The Story of the Week:
Patient #554: A healthy 24 year old woman who walked 10
miles on foot to the HIV clinic with her sick 15 month old baby.
Her baby is so sick that he now weighs only 16 lbs. [HIV can be
passed from mother to baby during the process of childbirth or
breastfeeding] Because HIV progression to disease occurs faster
in infants than in adults, the mother may still be healthy, but
the child will get sick from opportunistic infections at a young
age. When she was tested she was found to be HIV+ with a CD4 count
of 599 (in the US treatment with ARVs begins below 350; in Zambia
below 200). Although she does not need treatment now, she has
a disease that is likely to be fatal, that has an intense social
stigma, and she has learned that she may have given her fifteen
month old baby HIV. She was given vitamins, which may help delay
AIDS in undernourished people, and an appointment for three months.

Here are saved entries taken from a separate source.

PR #1354, opened 2023-05-31
feat: rendering properties and code snippet separately

GZolla:
Add `demo properties` to parser in order to be able to show the live properties without being forced to show the demo snippet as well with `demo live`. This can be useful in cases like `d2l-summary-item` where to demo example is complex and is not necessary to show the code behind it.


.eleventy.cjs
```diff
@@ -236,18 +236,15 @@ module.exports = function(eleventyConfig) {
 			if (configs.name) openingTag += ` tag-name="${configs.name}" `;
 			if (configs.size) openingTag += ` size="${configs.size}" `;
 
-			if (content.includes('<!-- docs: demo live')) {
-
-				if (!configs.name) return `${openingTag}>`;
-
+			if ((content.includes('<!-- docs: demo live') && configs.name) || content.includes('<!-- docs: demo properties')) {
```
oelhanafey, line 239: Have you tested this by giving `demo properties` with no component name? I'm guessing that `configs.name` here is the component name that you add that the property relates to ([for example](https://github.com/BrightspaceUI/core/blob/5a84452f9fda107b393fa0d033a7816114e1a4f2/components/empty-state/README.md?plain=1#L67)). So if that's the case, I think we might also want this check for  `configs.name` on `demo properties` as well.

The site won't be able to generate the property list for a component if it isn't given the name.

oelhanafey (commented):
We can also document the new option [here](https://github.com/BrightspaceUI/documentation/blob/49636f4b0c7249395cd323dd06dae367f93beb3f/pages/about/adding-component.md?plain=1#L83)

oelhanafey (approved):

PR #1439, opened 2023-08-22
update event best practices

dlockhart:
I got asked whether event handlers on the host should be added in the constructor or `connectedCallback` and was surprised to see this recommend `firstUpdated`. I think we always want folks to use `connectedCallback`, ya?


pages/developing/best-practices/events.md
```diff
@@ -10,46 +10,46 @@ eleventyNavigation:
 # Events
 
 ## Component Architecture
-When your component communicates and interacts with other elements, the pattern we want to use is:
+When a component communicates and interacts with other elements, the pattern is:
```
dlockhart, line 13: Just fixing some you/yours while I'm in here as this seems a little simpler and less informal.

dbatiste:
> I think we always want folks to use `connectedCallback`, ya?

No, I don't think so. I think our rationale for wiring handlers up to the host is that they will be cleaned up automatically when the element is garbage collected, and we don't need to worry about adding/removing the handler if the element is removed and then re-added to the DOM. 

As for `firstUpdated` vs `constructor` - I think our thinking was that `firstUpdated()` would delay that wire-up work. Lit documentation mentions that event wire-up is extremely fast and provides examples wiring up in the constructor, however they also mention that if optimizing performance, the wire-up may be deferred using `firstUpdated` (or even later), but their example includes a further delay using `await new Promise((r) => setTimeout(r, 0));` in that case.

The only time wiring event handlers in `connectedCallback` is needed is when we need to manage the clean-up ourselves with `disconnectedCallback`, for example when we're wiring handlers to elements outside the elements context (ex. the `body`).

dlockhart:
Hmm, interesting. I guess the risk with `firstUpdated` though is that you also need to make sure you DO NOT remove it in `disconnectedCallback` or else it'll work the first time but stop working if the element is removed and then re-added to the DOM.

We're certainly not consistent with this in core from what I can tell.

dbatiste:
That's correct. It's one or the other.

dlockhart:
Ok thanks! I've updated this to be a bit more clear about the 3 different cases and the reasoning behind them.

dbatiste (approved):

PR #1448, opened 2023-09-01
use the new live infrastructure for PR previews

dlockhart:
Corresponding change to match [this change to the routes](https://github.com/Brightspace/d2l.dev/pull/4672), this uses the "live" infrastructure for the PR previews. I'll follow up afterwards to update the main release build.

Also switching to use `publish-to-s3` and `comment-on-pr` actions to better align with core and the blog.


.github/workflows/ci.yml
```diff
@@ -39,40 +38,27 @@ jobs:
...
-              issue_number: context.issue.number,
-              owner: context.repo.owner,
-              repo: context.repo.repo,
-              head_sha: "${{ github.event.pull_request.head.sha }}",
-              name: 'Preview URL',
-              status: 'completed',
-              conclusion: 'neutral',
-              output: { title: url, summary: `Preview your changes at: ${url}`}
-            })
+          bucket-path: s3://d2l.dev/live/prs/${{ github.repository }}/pr-${{ github.event.number }}/playground
```
dlockhart, line 52: Not _totally_ sure this will work... publishing the main site to `pr-1234/` and then the playground to a nested directory underneath. The alternative was `pr-1234/site` and `pr-1234/playground`, but then to visit the main site you'd need to go to `https://live.d2l.dev/prs/BrightspaceUI/documentation/pr-1234/site/`

pages/_includes/layouts/home-redirect.njk
```diff
@@ -1,3 +1,3 @@
 <head>
-  <meta http-equiv="Refresh" content="0; url='/about/overview/'" />
+  <meta http-equiv="Refresh" content="0; url='./about/overview/'" />
```
dlockhart, line 2: Otherwise visiting the preview redirects to `live.d2l.dev/about/overview/` which... doesn't exist.

.github/workflows/ci.yml
svanherk: Might as well try it

.github/workflows/ci.yml
```diff
@@ -39,40 +38,27 @@ jobs:
...
+          publish-directory: ./playground-build/
+      - name: Notify
```
svanherk, line 54: Do you want this posting every time?

dlockhart: Nope! Fixed.

.github/workflows/ci.yml
```diff
@@ -39,40 +38,28 @@ jobs:
...
           aws-session-token: ${{ secrets.AWS_SESSION_TOKEN }}
-          role-to-assume: arn:aws:iam::037018655140:role/daylight.d2l.dev-githubactions-access
+          role-to-assume: arn:aws:iam::022062736489:role/r+BrightspaceUI+documentation+repo
           role-duration-seconds: 3600
           aws-region: ca-central-1
       - name: Deploy - branch
-        run: |
-          find ./_site/ \( -iname '*.html' -o -iname '*.js' -o -iname '*.json' -o -iname '*.svg' \) -exec brotli {} \; -exec mv {}.br {} \;
-          aws s3 sync --delete ./_site/ "s3://daylight.d2l.dev/branches/pr-${{ github.event.number }}" --content-encoding 'br' --exclude '*.*' --include '*.html' --include '*.json' --include '*.svg'
-          aws s3 sync --delete ./_site/ "s3://daylight.d2l.dev/branches/pr-${{ github.event.number }}" --content-encoding 'br' --cache-control "public,max-age=31536000,immutable" --exclude '*.*' --include '*.js'
```
svanherk, line 49: Seems like we had some caching here before but now we don't.  Is that actually better though, if it's being replaced every push?

dlockhart: Sorry meant to mention that -- I intentionally didn't enable `publish-to-s3`'s caching for that exact reason.

svanherk:
This looks good to me other than the fact it's broken! 😝

margaree:
I'm going to be experimenting with some changes to try to get this working, so ignore for now

margaree:
I think this is ready for an initial review. The site generally works including demos and side nav. I have minimally corrected the hardcoded images and links but was wanting to see if this looks so far so good before I go too far down that road, but there are examples of how that would be done in `base.njk`.

dlockhart (commented):
Approach looks good to me!

margaree:
Ignore for now - I'm going through and testing each page. There's a few things that still need fixing up (github logo image, displaying labs page images, and removing what's new)

margaree (commented):
This is ready for review. Sorry for how giant it is!

How it works:
- `ASSET_PATH` gets set in CI to `/prs/${{ github.repository }}/pr-${{ github.event.number }}` (this env var can also be used if anything else moves like this in the future)
- `pages/_data/project.cjs` (which is where env vars can be taken and processed for use in templates/markdown pages) sets `project.assetPath` to be either the `ASSET_PATH` env var or empty string
- markdown and njk (nunjuck template) files use `{{ project.assetPath }}` to prefix any links
- components that have links generally have a property called `assetPath` which is used to prefix the links (this part gets a bit messy - I tried to go off the assumption that `assetPath` could be `undefined` in components even though many usages where `{{ project.assetPath }}` is used do just set it to empty string)

In theory, as long as the component code is solid, anything that's incorrect should only affect the CI builds, since if prefixes are added they default to empty string, which is what's used locally and in prod.

dlockhart (commented):
Haha I can't approve this because I'm the OG author, but looks good!

margaree (approved):

PR #1534, opened 2024-01-04
US159909 Update checkbox-drawer repo link

ChrisLabattD2L:
Context: [US159909](https://rally1.rallydev.com/#/?detail=/userstory/730793441071&fdp=true): Migrate Checkbox-Drawer to the Labs Monorepo

With the [`checkbox-drawer`](https://github.com/BrightspaceUILabs/checkbox-drawer) component getting moved over to the [monorepo](https://github.com/BrightspaceUI/labs/tree/main/src/components/checkbox-drawer), the repo link needs to be updated.

While making the changes, I also noticed that the `checkbox-drawer` component page cannot be access unless you're searching for it (i.e. it doesn't appear under the `Layout & Structure` section), so I'm wondering if there's any requirement that needs to be met for it to appear there like other labs components, or if I'm free to add it here as well.


margaree (approved):
Looks good! We don't actually want all components being displayed in the side nav. We just prioritized a select few that were most often used. It does show up on the status page (https://live.d2l.dev/prs/BrightspaceUI/documentation/pr-1534/components/status/#labs-components). This is likely something we should document more though, so thanks for mentioning that.

We (probably Gaudi) likely will want to improve the look of the link though as it's quite lengthy, but that's separate from this.
Screenshot 2024-01-04 at 11 32 09 AM

ChrisLabattD2L:
> We don't actually want all labs components being displayed in the side nav. We just prioritized a select few that were most often used. 

Gotcha, that makes sense. Thanks Margaree!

Patient #553: Fifteen-month-old baby of #554 above. Admitted
underweight with diarrhea, 16 lbs. After treatment for malnutrition
he now weighs 21 lbs. Now on multivitamins and Septrin prophylaxis
(to prevent PCP pneumonia and cerebral toxoplasmosis). As long
as he stays healthy, we will not start ARVs but will retest the
baby for AIDS after he is 18 months old and has been weaned for
three months. A mother's antibodies stay in her baby for up to
18 months and are transmitted in breast milk, so we cannot know
for sure whether this baby has AIDS until then.
Cases like these really break my heart. It is bad enough to find
out that you have a terrible disease, but to have given it to
your child would be almost unbearable. By providing medications,
your support can prevent babies from being born with AIDS and
save childrens' lives and ease their parents pain.